=== REQUIREMENT ===
When a line in the material contains the word "which", copy it.

◆ ◆ ◆ ◆ ◆

PR #5166, opened 2022-10-20
fix axios config headers

Bobeshmo:
Hi, I faced this problem in version 1.0+

After refreshing the token, I was returning a request with the old configurations. When I looked in the network, after updating the token, the getUserInfo method was not displayed.

Solution: need to check if config.headers is not instance of AxiosHeaders

```jsx
 if (!(config.headers instanceof AxiosHeaders)) {
      const defaultHeaders = config.headers && utils.merge(
          config.headers.common,
          config.headers[config.method]
      );

      defaultHeaders && utils.forEach(
          ['delete', 'get', 'head', 'post', 'put', 'patch', 'common'],
          function cleanHeaderConfig(method) {
            delete config.headers[method];
          }
      );

      config.headers = new AxiosHeaders(config.headers, defaultHeaders);
    }
```

Hope you fix it soon. Thanks

### DIFF
--- a/lib/core/Axios.js
+++ b/lib/core/Axios.js
@@ -68,19 +68,21 @@ class Axios {
     config.method = (config.method || this.defaults.method || 'get').toLowerCase();
 
     // Flatten headers
-    const defaultHeaders = config.headers && utils.merge(
-      config.headers.common,
-      config.headers[config.method]
-    );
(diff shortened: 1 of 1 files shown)


Bobeshmo:
Has been fixed in #5224

Issue #5158, opened 2022-10-19
Basic authentication get's (double?) escaped


matanarbel:
### Describe the bug

I'm sending a GET request with basic authentication, where the username contains `@` - so I'm escaping it to `%40`.
Username: my@email.com
Password: pass
URL: `http://my%40email.com:pass@127.0.0.1:3000`

When using Axios 0.27.2 - it works propely, but when I tried Axios 1.1.3 the authentication failed.
To debug it, I built a server that prints the credentials from the request, and I saw that using Axios 0.27.2, the received username was `my@email.com`, but with version 1.1.3 the received username was `my%40email.com` (and that's why the auth failed).

I also tried to send the request without escaping it (which looks weird, but I gave it a go - `http://my@email.com:pass@127.0.0.1:3000`) and the result was the same (failed).

### To Reproduce

Run server.js:
```
const express = require('express');
const basicAuth = require('basic-auth');
let app = express();
app.get('/', function (req, res) {
    let user = basicAuth(req);
    console.log(user.name); //prints username
    console.log(user.pass); //prints password
});
app.listen(3000, function () {});
```

Then run this code twice - once with Axios 0.27.2 and once with 1.1.3:
```
const axios = require('axios');
axios.get('http://my%40email.com:pass@127.0.0.1:3000');
```

Expected result after running with Axios 0.27.2:
```
my@email.com
pass
```
Expected result after running with Axios 1.1.3:
```
my%40email.com
pass
```

### Expected behavior

I expect the Basic auth username to be sent without further encoding (`my@email.com` in the example above) - just like in Axios 0.27.2

### Axios Version

1.1.3

### Node.js Version

16.14.2

### OS

Windows 11, CentOS Linux 7 (Core)

rak3n:
v1.x for axios seems to be using URL method from node, instead of url which was used in v0.x for parsing.

URL() seems to parse `some@example:pass:127.0.0.3:300` in URL as `some%40example` for the username and than preserves in header. Should `decodeURIComponent` needed to be used before saving username and password for authorization in the header ?

jasonsaayman:
Thanks for your bug report, we will be closing this issue and ask that you please test and try re-create the issue with the latest version of Axios. If the bug is still present please open a issue. If possible and you are willing open a pull request with a proposed fix. Please see the motivation for doing this:

https://github.com/axios/axios/issues/6983

matanarbel:
Issue still happening with Axios 1.11.0

[...]

PR #5168, opened 2022-10-20
decode authorization values from URI

rak3n:
for issue #5158 -
- decode the URI components, to the correct form before saving them in the authorization header of request.


eran10:
when this will be merged ?

PR #7028, opened 2025-09-13
refactor: change if in else to else if

noritaka1166:
change if in else to else if for better readability


jasonsaayman (approved):
LGTM 🔥

Issue #7061, opened 2025-09-29
Support direct file download/open without Blob handling


2707sukesh:
<img width="1279" height="1350" alt="Image" src="https://github.com/user-attachments/assets/b82c5597-947e-4f3e-8f2f-1c05b1479f93" />

### Is your feature request related to a problem? Please describe.

Motivation

Currently, when downloading binary files (e.g., PDFs) with Axios, the only way is:

```
const response = await axios.post(url, data, { responseType: 'blob' });
const blob = new Blob([response.data], { type: 'application/pdf' });
const url = URL.createObjectURL(blob);
window.open(url);

```
This works, but has 2 major drawbacks:

Filename loss: Blob objects don’t carry filenames. Even if the backend sends a Content-Disposition: attachment; filename="report.pdf" header, developers must manually parse headers and set link.download.

Extra complexity: Developers must create/revoke object URLs just to preview or download files. This is error-prone and not developer-friendly.

### Describe the solution you'd like

A simpler way to open files in the browser directly, preserving backend headers.
For example:

```
// Hypothetical usage
const response = await axios.get(url, {
  responseType: 'file', // new type?
  openInBrowser: true,  // instruct Axios to hand off directly
});
```

or at least:

```
const response = await axios.get(url, { responseType: 'blob' });
window.open(response.nativeUrl); // Axios could expose a native URL + filename

```

### Additional context/Screenshots

```bash
It can be seen in the screen shot that the file name is something random when we download and also the file name shown in the Chrome PDF Viewer is also some invalid name ( its not the name of the actual file sent from the back end )

```

heysagnik:
👋 Hello! I'm interested in working on this issue.

heysagnik:
hey @2707sukesh I have made some changes related to what you mentioned. kindly check and give your opinion. thank you

Aisha-ashraf:
Hey, I’d like to work on this for Hacktoberfest. Can I be assigned?

WillianAgostini:
I believe this feature falls outside the responsibility of an HTTP client library.
Implementing it would break the separation of concerns by blending transport logic (HTTP) with the application/UI layer, which is beyond Axios’s scope.
It would also introduce unnecessary coupling to the project.

suvendukungfu:
please assign this issue

jasonsaayman:
yeah as @WillianAgostini said this is not a feature the lib would support

PR #7074, opened 2025-10-02
fix: expose nativeUrl/filename on blob/arraybuffer; add openInBrowser option; typings updated [Hacktoberfest]

heysagnik:
Added support for exposing a native object URL and filename in the Axios response when handling blob or arraybuffer types. This includes new properties in the response object and configuration options to open the URL in the browser.

This solves the issue #7061. 

here is the preview too: 

WhatsApp Image 2025-10-02 at 10 02 46_fb07cfd0


heysagnik:
Hi @jasonsaayman @mzabriskie @DigitalBrainJS — could you please review PR? 
A quick look at the changes and any feedback would be much appreciated. Thanks!

heysagnik:
hi @jasonsaayman , please review my PR

jasonsaayman:
Closing as this makes little sense for us to support

PR #7078, opened 2025-10-02
fix: remove spam links from sponsors footer and allow only verified s…

jhaayushkumar:
This PR ensures that the footer section only displays official and verified sponsors (GitHub Sponsors & OpenCollective).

◆ ◆ ◆ ◆ ◆

=== SOLUTION FOR THIS EXERCISE ===
I also tried to send the request without escaping it (which looks weird, but I gave it a go - `http://my@email.com:pass@127.0.0.1:3000`) and the result was the same (failed).
v1.x for axios seems to be using URL method from node, instead of url which was used in v0.x for parsing.
Implementing it would break the separation of concerns by blending transport logic (HTTP) with the application/UI layer, which is beyond Axios’s scope.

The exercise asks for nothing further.